This study applies the Factor-MIDAS approach (Marcellino and Schumacher, 2007) in the forecasting of Colombian GDP. The main objective is to test the performance of the predictions generated under this framework by means of Mean Squared Error values and forecast evaluation tests. Two forms of MIDAS (Mixed Data Sampling) projections were studied, MIDAS with exponential almon and MIDAS with unrestricted coefficients. Also, two methods for factor were used, one based on the EM algorithm and the other based on the state-space model with the Kalman filter. Both methods are able to handle missing values at the end of the sample due lags of publication.

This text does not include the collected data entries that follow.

PR #1872, opened 2018-06-26
fix: update to g6 plans and current distros

mchalet:
The legacy CLI [guide](https://www.linode.com/docs/platform/linode-cli/) has outdated plan and image data. This PR updates the doc to reflect current availability. 

~~To make this doc more resilient to future changes, I suggest removing the sample output for `linode configure`, `linode plans`, `linode locations`, and `linode distros`. It's easy enough to run these commands in your own terminal, and having mutable data in a doc is difficult to maintain.~~

That said, I've gone ahead and kept the current format the same, but it would be easy enough to refactor.

### DIFF
--- a/docs/platform/linode-cli/index.md
+++ b/docs/platform/linode-cli/index.md
@@ -122,25 +122,25 @@ To start with, most users will want to run the configuration utility:
 
          Default distribution when deploying a new Linode or rebuilding an existing one. (Optional)
          Valid options are:
-           1 - Arch 2017.01.01
-           2 - CentOS 5.6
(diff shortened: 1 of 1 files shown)


GuessWhoSamFoo:
Use Hugo's data template feature to make a request during build time against the `https://api.linode.com/v4/linode/types` API endpoint (likewise for distro, location, etc). Creates a single source of truth for all documentation

cc @Jskobos

mchalet:
@GuessWhoSamFoo Thanks for the tip - I'll take a look at using data templating.

PR #3726, opened 2020-10-23
[Update] Linode Beginner's Guide

leslitagordita:
* Move linode beginners guide to /guides/platform/get-started/ section
* @nmelehan want to confirm that we no longer need to alias guides when moving them, since all guides receive an auto-generated url `/docs/guides/guide-title`. I confirmed this locally, but I want to double-check.


nmelehan:
> @nmelehan want to confirm that we no longer need to alias guides when moving them, since all guides receive an auto-generated url /docs/guides/guide-title. I confirmed this locally, but I want to double-check.

@leslitagordita that's correct!

The only times we'll need to add an alias is:

- When we want to change the slug for the guide
- When we're moving a section to a different parent section, then the _index.md gets an alias from the old section path, because sections are not published under 'flattened' URLs

This will be part of the documentation I'm preparing ^

andystevensname (approved):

In addition, the factors were calculated using a large dataset of macroeconomic variables and a subset of it. The regressions were estimated using fixed factor lags along with an automatic lag selection. The nowcast and forecast performance of these regressions were compared with a simple benchmark model AR(1) model. The empirical findings show in general, that the MIDAS projections do not outperform the benchmark when the forecast tests are applied. There is only slight evidence that the MIDAS projections do better in the nowcast horizon. In terms of lower Mean Squared Error values, the better results are achieved when the number of factor lags is at most 3. Moreover, in this case there is no difference in the performance of these two projections. The automatic factor lag selection did not show any improvement compared to the use of very few fixed factor lags.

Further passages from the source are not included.